Para Marilinda “a reforma da Previdência não passa de uma forma de enxugamento das contas do Estado para satisfazer o capital financeiro internacional e os investidores especulativos. Essa relação começa a piorar no segundo mandato no governo Dilma, que desonerou empresas que não investiram na empregabilidade, fator determinante para o trabalhador contribuir para Previdência Social. Nossa economia está boa para os acionistas da dívida, mas há 14 milhões de desempregados no país, número que aumentará com a recente aprovação do emprego flexível e o fim da justiça trabalhista. A reforma trabalhista entra em vigor em novembro, regulando o trabalho intermitente e a flexibilização dos horários máximos de trabalho. Essa precarização é uma forma de enxugar gastos, acabando com a gratuidade da Justiça do Trabalho para quem ganha até o teto da Previdência, só podendo entrar com ação trabalhista se tiver no pedido inicial o valor líquido solicitado e, se o trabalhador perder, terá que pagar as custas sobre aquele valor. A vara trabalhista vai se tornar uma Justiça residual de outra, como a civil. Direito perdido não se recupera mais, isso a história mostra, e o capital financeiro internacional insiste nas reformas trabalhista e da previdência como condição para investir no país”.

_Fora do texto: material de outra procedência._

PR #3294, opened 2022-02-09
Add nessie notification and webhook proposal.

hpolloni:


design/notifications.md
```diff
@@ -0,0 +1,102 @@
...
+Every time a user:
+- Creates a reference (branch or tag)
+- Deletes a reference (branch or tag)
+- Commits
+- Assigns reference to hash (force push)
+
+We will fire a notification. Each notification is associated with a particular event. We choose not to include content specific events (UpdateContent or DeleteContent) because these should happen at commit time. Instead a user will need to look into the list of operations performed during a commit event to filter for the event they are looking for. However, we support this use case through the use of subscriptions.
+
+## Notification SPI
+Nessie events are sent to a common "listener" implementation. Every time someone commits, creates a reference, deletes a reference or assigns a reference the `notifyEvent` method is called. Anyone that wishes to get notifications about a nessie event must implement the `NessieEventListener` interface.
```
dimas-b, line 14: How are listener implementations meant to be installed / discovered by the Nessie Server?

hpolloni: There's a single listener that delegates to other listeners. That event listener is injected (similar as the Authorizer is being injected). I guess in that way, listeners are not discovered, but they are registered on demand.

dimas-b: Do you mean the listener implementations will be packaged in non-Nessie jars and combined with the Nessie Server at deployment time (post-build)?

hpolloni:
Talked offline with Dmitri. I will be sending sending a separate proposal for webhooks and leave the notifications design as an implementation detail.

No IBGE alguns já trabalham contratados temporários terceirizados, como na portaria, por exemplo. Os trabalhadores temporários do IBGE, de acordo com um representante do sindicato, só têm como direito trabalhista garantido a contribuição para Previdência Social e essa relação de trabalho. De acordo com ele, “o IBGE têm trabalhando na PNAD anual com trabalhadores temporários desde os anos 90 e, como houve poucos concursos ao longo do tempo, o instituto começou a contratar temporários em pesquisas permanentes, para trabalhar no administrativo, com contabilidade e relações humanas. No início os contratos temporários eram de apenas um ano, mas hoje eles já são de três anos”.

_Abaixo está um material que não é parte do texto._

PR #3306, opened 2022-02-10
Use docker hostname for dynamodb integ test

hpolloni:
Now that Docker Desktop is no longer free. Some of us are migrating to Minikube. Minikube doesn't expose ports in localhost, so defaulting to "localhost" seems to assume that the only docker engine is Docker Desktop. I still need to test if this change works with other docker engines (like the linux one and docker desktop)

A advogada comenta que o reajuste anual do salário mínimo será R$ 10 a menos que o anunciado, “mas o imposto que incide sobre o lucro do empresariado não aumenta. Portugal se atentou para a necessidade de se taxar ricos e bem governar ante a corrupção. Mas, no Brasil, não houvesse a grande desigualdade social não haveria essa violência. A periferia é marginalizada e só a igualdade combate a insegurança, não repressão, nem desmonte do Estado. Ascender na sociedade depende do lugar de nascimento e a desigualdade na educação aprofunda isso, apesar de esforços como ProUni, FIES, programas que hoje estão diminuindo”.
A especialista em seguridade social afirma que “a reforma política em pauta no congresso hoje não é a que defendemos, nem distritão nem o parlamentarismo, que tanto na monarquia quanto na ditadura foram experiências ruins. Em Portugal existe, mas aqui, se existisse, o primeiro-ministro seria Eduardo Cunha, Jucá, Renan Calheiros, ou seja, condições favoráveis para aumentar as próximas bancadas BBB, boi, bala e bíblia. É preciso colocar essa discussão na pauta, a população está alienada com o tema de corrupção, pauta pobre politicamente, que tem que ser combatida com polícia, com leis para impedir que esses sujeitos corruptos se elejam. Mas não, querem aprovar a reforma política para brigar pelo fundo de campanha, que estão pensando em como será dividindo, aumentando a desigualdade nas eleições, ou para tirar o ‘P’ da legenda dos partidos”.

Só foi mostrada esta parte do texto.